Issue #3256, opened 2015-05-12
[Vim] Cursor width too small when use keycap Vim


DelightRun:
Hello, everyone!
I use my code mirror with `keymap Vim`, and when on `Vim Mode`, **my little green cursor's width is just 3.5px(in demo, is 9px)**. So I don't know what's going wrong, please help me.

And here is a screen snap. 
![cut](https://cloud.githubusercontent.com/assets/4102875/7592927/fce4252a-f908-11e4-9eaa-f3e53a181ecc.png)

mightyguava:
Hmm, either the CSS is messed up, or vim is trying to make the cursor 0 characters wide. I can't tell from just the picture. Do you have a reproducible example or a link to whatever you took the screenshot of?

DelightRun:
Of course, the page is on http://changxu.wang/test.html.
Oh, by the way, my browser is Safari with Mac OS X 10.10, and when I use Chrome, the problem disappear.
But the offical demo is OK with my Safari

mightyguava:
Here's the bug:

The cursor is just a space rendered over text. It renders to the same width as the text because CodeMirror uses the default monospace font in the browser.

Text inside your CodeMirror instance is rendering with a non-monospace font. This is pretty obvious if you type something like `lalalalala`. Given that the cursor is a space, it gets a super thin space.

The non-monospace font seems to be caused by the `lang="zh-CN` in your `<html>` tag. I guess whatever font Safari uses for rendering Chinese monospace text isn't actually monospace.

My suggested fix is to have a CSS rule like the below to override the monospace font to whatever you want it to be.

```css
.code-editor-codemirror .CodeMirror {
  font-family: Courier;
}
```

@marijnh do you have any thoughts on a fix we can do on our side?

marijnh:
@mightyguava We could set up the vim mode to force the width of the cursor(s) to be the actual width of the character they are on top of after every selection update. It's more expensive, but should give better results.

DelightRun:
Thank you for your solution, it works! Thank you very much..

And, I’m agree with @Marijn Haverbeke: we can set `font-family` of `.CodeMirror` in `codemirror.css` to a specific monospace font like `Source Pro` or `Courier`.

Should I submit a `Pull Request` for that?

marijnh:
> And, I’m agree with @Marijn Haverbeke: we can set `font-family` of `.CodeMirror` in `codemirror.css` to a specific monospace font like `Source Pro` or `Courier`.

[...]

PR #6765, opened 2021-08-14
[vim] fix fat cursor for non-monospace fonts

KryDos:
This pull request should fix https://github.com/codemirror/CodeMirror/issues/3256

(non monospace font and header size is different from other portion of a text)
image
image

I don't think it's good idea to check if vim mode is enabled directly in `cursorCoords` but I don't really see the better way. 

Could somebody help me with better solution? 

Thanks

### DIFF
--- a/src/display/selection.js
+++ b/src/display/selection.js
@@ -37,6 +37,11 @@ export function drawSelectionCursor(cm, head, output) {
   cursor.style.top = pos.top + "px"
   cursor.style.height = Math.max(0, pos.bottom - pos.top) * cm.options.cursorHeight + "px"
 
+  if (/cm-fat-cursor/.test(cm.getWrapperElement().className)) {
+    let charPos = charCoords(cm, head, "div", null, null);
+    cursor.style.width = Math.max(0, charPos.right - charPos.left) + "px";
+  }
+
   if (pos.other) {
     // Secondary cursor, shown when on a 'jump' in bi-directional text
     let otherCursor = output.appendChild(elt("div", "\u00a0", "CodeMirror-cursor CodeMirror-secondarycursor"))


marijnh:
Making a core method work differently when the vim mode is enabled in order to be able to use it in a way it isn't intended to is way too dodgy. Maybe see if you can use `charCoords` instead.

KryDos:
@marijnh, do you mean I should update `drawSelectionCursor` to call `charCoords` somewhere next to `cursorCoords`? If so, that makes sense and feels better. I'll try.

KryDos:
Ok, new change feels much better. We don't touch measurement functions at all now. `drawSelectionCursor` function is the only affected by the change and the change itself is related to how the cursor is drawn. 

@marijnh thanks for the advice

marijnh:
The core library shouldn't know anything about the vim mode, so testing for it like this doesn't seem like a good idea.

There seems to already be logic in keymap/vim.js that sets a bookmark with a `cm-animate-fat-cursor` class. But somehow it is only firing in visual mode. I don't know the code well enough to figure out why that is, but it seems that an approach like that (having the vim mode use `markText` to display its visual cursor) would be the way to do this.

KryDos:
Yeah, but that part in visual mode doesn't update the cursor width. It just draws one more "fake cursor" and hides the actual cursor. 
The actual cursor isn't well-shaped even in visual mode.

I agree that check for vim mode in code library doesn't look well. 

Vim mode assigns `cm-fat-cursor` class to the wrapper element so we can check that I think.

marijnh:
Hm, that's still a bit of a hack, but I guess it is preferable to the alternatives. Let's try it this way.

****

◆ **TASK DESCRIPTION**
State how many lines of the material above contain the word "good". Say nothing else.

◆ **EXPECTED OUTPUT**
2